[Stored items]
PR #160, opened 2020-01-13
New High Dimensional Test Functions

SuryodayBasak:
This is an initial commit - I just changed the argument list in `ackley_function.hpp`.

I'm trying to create functions that will be useful for testing high-dimensional optimization functions, and in particular, PSO. Hence, the functions that I will include will have a parameter `n` to specify the dimensionality.

The functions that I am currently looking at adding to the project, or changing in the project are:

1. Ackley
2. Rosenbrock
3. Griewank Function

On a side note, the other two functions that I will be using in order to test PSO in higher dimensions are Rastrigin and Sphere, and these are already present in the project.

### DIFF
--- a/include/ensmallen_bits/problems/ackley_function.hpp
+++ b/include/ensmallen_bits/problems/ackley_function.hpp
@@ -44,10 +44,11 @@ class AckleyFunction
   /**
    * Initialize the AckleyFunction.
    *
+   * @param n Number of dimensions of the objective function to be optimized.
    * @param c Multiplicative constant with a default value of 2 * pi.
    * @param epsilon Coefficient to avoid division by zero (numerical stability).
    */
-  AckleyFunction(const double n = 2,
+  AckleyFunction(const size_t n = 2,
                  const double c = 2 * arma::datum::pi,
                  const double epsilon = 1e-8);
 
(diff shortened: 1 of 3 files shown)


SuryodayBasak:
With regards to the Rosenbrock function: there are multiple test cases that use this, but I want to edit it to test functions in high dimensions. Would it be preferable to have a separate high-dimensional Rosenbrock function, or edit the current implementation?

In my opinion, it would be better to edit the current implementation but I would have to revise all the test cases that use it, but I'm willing to do that.

zoq:
Adapting the existing function sounds reasonable, we could provide a constructor that provides backward compatibility.

include/ensmallen_bits/problems/ackley_function.hpp
```diff
@@ -47,7 +47,8 @@ class AckleyFunction
    * @param c Multiplicative constant with a default value of 2 * pi.
    * @param epsilon Coefficient to avoid division by zero (numerical stability).
    */
-  AckleyFunction(const double c = 2 * arma::datum::pi,
+  AckleyFunction(const double n = 2,
```
zoq: Can you add a comment for the number of dimensions. Also, I think this isn't part of the public API, so we don't break compatibility.

rcurtin: Agreed, the test functions aren't documented anywhere, so for now I wouldn't consider them public.  It might be nice to make them public at some point, but I'm not sure how useful people would find them, and I don't think we need to do that now.

zoq:
Let us keep this open.

PR #161, opened 2020-01-15
prevent spurious compiler warnings

conradsnicta:
prevent spurious compiler warnings as experienced when compiling mlpack-master with gcc 7.4 on ubuntu 18.04

this makes more important compiler warnings + errors more visible during the compilation process


zoq:
Nice, saw the same issue on other configurations as well (https://dev.azure.com/mlpack/mlpack/_build/results?buildId=277&view=results).

PR #149, opened 2019-12-22
Add NSGA2

say4n:
This PR implements the [Non-dominated Sorting Genetic Algorithm - II](https://www.iitk.ac.in/kangal/Deb_NSGA-II.pdf) by Kalyanmoy Deb.
~It is a Work in Progress.~ :)

TODO:
- [x] Implement NSGA-II
- [x] Add tests
- [x] Add documentation

PR #165, opened 2020-02-10
Early stopping at loss min on validation set

shrit:
This pull request implement the discussion we had in the issue: https://github.com/mlpack/mlpack/issues/2185
This is only a first prototype, I have tested it on my neural network it seems to be working.
I implemented it in ensmallen, I know that @rcurtin requested to be implemented on mlpack side, but during the implementation on mlpack, I have noticed that I have to modify ensmallen callback functions, So I implemented it in ensmallen.
Still missing callback tests and documentation, but I do not know how to test it without data.


include/ensmallen_bits/callbacks/early_stop_at_min_loss_on_validation.hpp
```diff
@@ -0,0 +1,105 @@
...
+ */
+class EarlyStopAtMinLossOnValidation
+{
+ public:
+  /**
+   * Set up the early stop at min loss class, which keeps track of the minimum
+   * loss and stops the optimization process if the loss stops decreasing.
+   * 
+   * @param predictors: data matrix used to predict the responses.
+   *
```
say4n: Please remove the extra newlines here.

include/ensmallen_bits/callbacks/early_stop_at_min_loss_on_validation.hpp
```diff
@@ -0,0 +1,105 @@
+/**
+ * @file early_stop_at_min_loss.hpp
```
say4n: Please change these to reflect the correct information.

include/ensmallen_bits/callbacks/early_stop_at_min_loss_on_validation.hpp
```diff
@@ -0,0 +1,105 @@
...
+#ifndef ENSMALLEN_CALLBACKS_EARLY_STOP_AT_MIN_LOSS_ON_VALIDATION_HPP
+#define ENSMALLEN_CALLBACKS_EARLY_STOP_AT_MIN_LOSS_ON_VALIDATION_HPP
+
+namespace ens {
+
+/**
+ * Early stopping to terminate the optimization process early if the loss stops
+ * decreasing.
+ */
+class EarlyStopAtMinLossOnValidation
```
zoq: I guess instead of writing another callback class, we could also add another constructor to the existing  `EarlyStopAtMinLoss` class, let me know what you think, might avoid some code duplication.

shrit: I agree I prefer one class with two constructors, the only reason for this prototype is our last discussion on the related issue. I will merge the two classes and push the code.

zoq: Right, I guess that changed a bit because it's now part of ensmallen.

include/ensmallen_bits/callbacks/early_stop_at_min_loss.hpp
```diff
@@ -28,12 +29,37 @@ class EarlyStopAtMinLoss
    * @param patienceIn The number of epochs to wait after the minimum loss has
    *    been reached or no improvement has been made (Default: 10).
    */
-  EarlyStopAtMinLoss(const size_t patienceIn = 10) :
+  EarlyStopAtMinLoss(const size_t patienceIn = 10, 
+                    std::ostream& output = arma::get_cout_stream()) :
```
zoq: Pendantic style issue, this should align with the parameter above.

shrit:
I only overloaded the `Evalute()` function in sgd tests to pass the test, I did not implement it yet. I have tested it on real data set, it seems to be working

include/ensmallen_bits/callbacks/early_stop_at_min_loss.hpp
```diff
@@ -28,12 +29,37 @@ class EarlyStopAtMinLoss
...
+  EarlyStopAtMinLoss(arma::mat& predictors,
+                     arma::mat& responses,
+                     const size_t patienceIn = 10,
+                     std::ostream& output = arma::get_cout_stream()) :
+      patience(patienceIn),
+      bestObjective(std::numeric_limits<double>::max()),
+      steps(0),
+      output(output)
+  {
+    this->predictors = std::move(predictors);
```
zoq: Not sure we should use move here, maybe a simple reference is okay?

include/ensmallen_bits/function/add_evaluate.hpp
```diff
@@ -60,6 +60,42 @@ class AddEvaluate<FunctionType,
...
+                  false,
+                  false>
+{
+ public:
+  // Reflect the existing Evaluate().
+  typename MatType::elem_type Evaluate(const MatType& coordinates)
+  {
+    return static_cast<FunctionType*>(
+        static_cast<Function<FunctionType,
+                             MatType, GradType>*>(this))->Evaluate(coordinates);
```
zoq: I think this is one of the reasons why @rcurtin proposed to implement this in mlpack. I'm wondering if we can put this into the callback itself, instead of extending the Function Type interface, which we like to keep to a minimum.

shrit: @zoq I agree. However, I tried to implement it first in mlpack, but in mlpack case, we will have to change the architecture of this callback.
I think it is the same, even if we are in mlpack we will to `add_evaluate` in ensmallen. If we had a close look, it seems to me that `EndEpoch()` requires `FunctionType& function` in our case,  which is `ens::Function`. Suppose `ens::Function</*mlpack neural network  model should goes here*/>::Evaluate(arma::mat, arma::mat)` interface does not exist. Can you give me more details about possible implementation in mlpack?

Otherwise, I can try to move the overloaded interface in the callbacks.

shrit: @rcurtin Do you have any thoughts on this, any starting guide from mlpack?

rcurtin: I think that maybe the best way to put this together would be to implement a callback that has structure a little bit like this:

```
class EarlyStoppingOnValidationSet // maybe can be named better?
{
 private:
  FFN<>& network;
  arma::mat& validationPredictors;
  arma::mat& validationResponses;
  double lastResponse; // initialize to DBL_MAX?

 public:
  template<typename OptimizerType, typename FunctionType, typename MatType>
  bool EndEpoch(OptimizerType& /* optimizer */,
                FunctionType& /* function */,
                const MatType& /* coordinates */,
                const size_t /* epoch */,
                const double /* objective */)
  {
    // The FFN we are holding internally should be the same one as what is being optimized.
    const double validationLoss = ffn->Evaluate(validationPredictors, validationResponses);
    if (validationLoss > lastLoss)
       return true; // or do we return false to terminate early?  I can't remember

    return false;
  }
};
```

I've omitted some functions there, but maybe that's a decent enough idea?  It would definitely have to be in the mlpack codebase since it depends on `FFN`.  Let me know what you think---and sorry it took so long to get to this. :+1:

shrit: Now, I understand the idea related to the `FFN` reference. I will implement it and see if it works.
Thanks. :+1:

shrit:
Keep open

shrit:
@zoq can you have a look on this please. Thanks

include/ensmallen_bits/callbacks/early_stop_at_min_loss.hpp
```diff
@@ -45,11 +71,17 @@ class EarlyStopAtMinLoss
...
-                FunctionType& /* function */,
+                FunctionType& function,
                 const MatType& /* coordinates */,
                 const size_t /* epoch */,
-                const double objective)
+                double objective)
   {
+    if ((!predictors.empty()) and (!responses.empty()))
+    {
+      objective = network.Evaluate(predictors, responses);
```
zoq, line 81: About testing, what we could do is to write a custom/minimal version of the existing`LogisticRegressionFunction` class and add another `Evaluate()` function that internally uses `ComputeAccuracy()` and we interpret that as loss. Does this make sense, I can elaborate on the idea.

shrit: @zoq if I understood well, we have to write a small version of this class: https://github.com/mlpack/ensmallen/blob/82817a6e3b220cd8236121ef2ac2cb8f5e5bd32e/include/ensmallen_bits/problems/logistic_regression_function.hpp#L26
with `ComputeAccuracy()`. But I think we need to have a reference to `AnnType` in order to get to evaluate. Right?
In the actual implementation, I call `Evaluate` from `FFN`. However, in the tests, I do not think we can test ensmallen and having a dependency on mlpack. I am not sure.
A better solution is to re-open this pull request on mlpack side instead of ensmallen, this will be easier to test, but will be more confusing to users.

zoq: Right, but it's not really necessary only for the FFN class, as long as the classifer/model implements `Evaluate(predictors, responses);` you can use the callback, correct me if I'm wrong. So what I had envision is either create a another problem based on `LogisticRegressionFunction` which implements `Evaluate(predictors, responses);` or add `Evaluate(predictors, responses);` to the exsisting one, but not sure that is possible since there already a function with the same arguments, that does something different. Actually, I don't mind to implement a fully dummy function to test the callback as well. Let me know what you think.

shrit: @zoq I agree, what every classifier/model used that implements `Evaluate(predictors, responses);` should be able to use this callback.
It is the implementation details of `Evaluate` that I can not find a solution for it. Since adding a new `Evaluate` in the `add_evaluate.hpp` interface is not recommended, we might have to implement a new one locally (fully dummy function is a great idea). Beacause it is not the `Evaluate` function that we are testing here since whatever model is going to use this callback it will have it's own `Evaluate` that has already been tested. The main objective is to verify that the EarlyStop functionality is tested and works perfectly.

zoq: This is what I had in mind:

```c++
class LogisticRegressionValidationFunction
{
 public:
  LogisticRegressionValidationFunction(LogisticRegression<>& lrIn, arma::mat& coordinatesIn) : lr(lrIn), coordinates(coordinatesIn)
  {
  }

  void Evaluate(arma::mat& predictors, arma::mat& responses)
  {
    lr.ComputeAccuracy(predictors, responses, coordinates);
  }

  LogisticRegression<> lr;
  arma::mat coordinates;
};

arma::mat data, testData, shuffledData;
arma::Row<size_t> responses, testResponses, shuffledResponses;

LogisticRegressionTestData(data, testData, shuffledData,

SMORMS3 smorms3;
LogisticRegression<> lr(shuffledData, shuffledResponses, 0.5);
arma::mat coordinates = lr.GetInitialPoint();
LogisticRegressionValidationFunction lrValidation(lr, coordinates);


EarlyStopAtMinLoss cb(lrValidation, testData, testResponses);

smorms3.Optimize(lr, coordinates, cb);
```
PR #167, opened 2020-02-17
Fix memory leak

rcurtin:
While using `valgrind` I noticed that the `instDecayPolicy` and `instUpdatePolicy` used by SGD actually aren't properly deallocated.  So this adds destructors to any optimizer that uses an `Any` internally, and that destructor calls `Clear()` to correctly free any allocated memory.

There are a few PRs now that have been merged since the last release, so I think we can do another release after this is merged.

### DIFF
--- a/HISTORY.md
+++ b/HISTORY.md
@@ -2,8 +2,9 @@
 ###### ????-??-??
   * Prevent spurious compiler warnings
     ([#161](https://github.com/mlpack/ensmallen/pull/161)).
-  
-  * ...
+
+  * Fix minor memory leaks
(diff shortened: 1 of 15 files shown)


birm:
I wonder what it would take to add the memory checker from mlpack to ensmallen too.

zoq:
> I wonder what it would take to add the [jenkins memory checker](http://ci.mlpack.org/job/pull-requests%20mlpack%20memory/) from mlpack to ensmallen too.

Should be simple, maybe we could even run against the complete test suite instead of single test, as we do for mlpack.

PR #169, opened 2020-02-19
proposed note on cmake requirements

conradsnicta:


README.md
```diff
@@ -16,6 +16,15 @@ gradient-free optimizers, and constrained optimization.
 * OpenBLAS or Intel MKL or LAPACK (see Armadillo site for details)
 
 
+### Installation
+
+ensmallen can be installed with CMake 3.3 or later.
+If CMake is not already available on your system, it can be obtained from https://cmake.org
```
rcurtin:
```suggestion
If CMake is not already available on your system, it can be obtained from https://cmake.org.
```
Sorry for the pedantry. :)

README.md
```diff
@@ -16,6 +16,15 @@ gradient-free optimizers, and constrained optimization.
...
+
+If you are using an older system such as RHEL 7 or CentOS 7,
+an updated version of CMake is also available via the EPEL repository.
```
rcurtin:
```suggestion
an updated version of CMake is also available via the EPEL repository via the `cmake3` package.
```
Thoughts?

README.md
```diff
@@ -16,6 +16,15 @@ gradient-free optimizers, and constrained optimization.
 * OpenBLAS or Intel MKL or LAPACK (see Armadillo site for details)
 
 
+### Installation
```
rcurtin: It seems to me like we can leave this as part of the `Requirements` section, so maybe this line isn't needed?

README.md
conradsnicta: Yeah, I left out the full stop at the end of the sentence, so the copy and paste of the address is easy.  This mainly applies to people reading the README with a text editor, or a viewer like "less".

I'm all for strictness where it's required, though allow for flexibility in corner cases like this.

README.md
conradsnicta: Looks good.

README.md
conradsnicta: Is CMake strictly required though?  If I'm not mistaken, ensmallen can be used without installation.

A user could just simply copy the files from `ensmallen/include` to wherever they like, or even just use the `ensmallen/include` directory directly during compilation.  Example:
```
  g++ prog.cpp -o prog -O2 -I ~/git/ensmallen/include -larmadillo
```

rcurtin: Oh, huh, good point.  It is required to build the tests, but you're right, they could do exactly what you specified.  I retract my comment then. :)

README.md
rcurtin: Fair point.  That missing period will bug me though. :)

README.md
conradsnicta: ha :) does this imply that the american date format (MM/DD/YY) bugs you as well?

README.md
conradsnicta: ha :) does this imply that the american date format (MM/DD/YY) bugs you as well?

favre49:
It seems I forgot to put the change in HISTORY.md as well. I can create another PR for this, or we can include it in this. Either works.

rcurtin:
> It seems I forgot to put the change in HISTORY.md as well. I can create another PR for this, or we can include it in this. Either works.

I meant to do this during merge but I forgot.  I'll open a PR in a second since I already have the modifications handy.

README.md
rcurtin: It does!  It doesn't sort right, and it also doesn't make sense.  I generally go with YYYY/MM/DD as a compromise.  At least, I think it's a compromise?  I have no idea.

Anyway I did figure out how to get my brain to rest easy on this one; let me know what you think:

```
If CMake is not already available on your system, http://cmake.org has instructions for how to download and install it.
```

I can make that change during merge.

conradsnicta: looks good.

Activity
Start with the first line of the data and print every line exactly. The line containing "to be optimized." is the last one to include.

Response
PR #160, opened 2020-01-13
New High Dimensional Test Functions

SuryodayBasak:
This is an initial commit - I just changed the argument list in `ackley_function.hpp`.

I'm trying to create functions that will be useful for testing high-dimensional optimization functions, and in particular, PSO. Hence, the functions that I will include will have a parameter `n` to specify the dimensionality.

The functions that I am currently looking at adding to the project, or changing in the project are:

1. Ackley
2. Rosenbrock
3. Griewank Function

On a side note, the other two functions that I will be using in order to test PSO in higher dimensions are Rastrigin and Sphere, and these are already present in the project.

### DIFF
--- a/include/ensmallen_bits/problems/ackley_function.hpp
+++ b/include/ensmallen_bits/problems/ackley_function.hpp
@@ -44,10 +44,11 @@ class AckleyFunction
   /**
    * Initialize the AckleyFunction.
    *
+   * @param n Number of dimensions of the objective function to be optimized.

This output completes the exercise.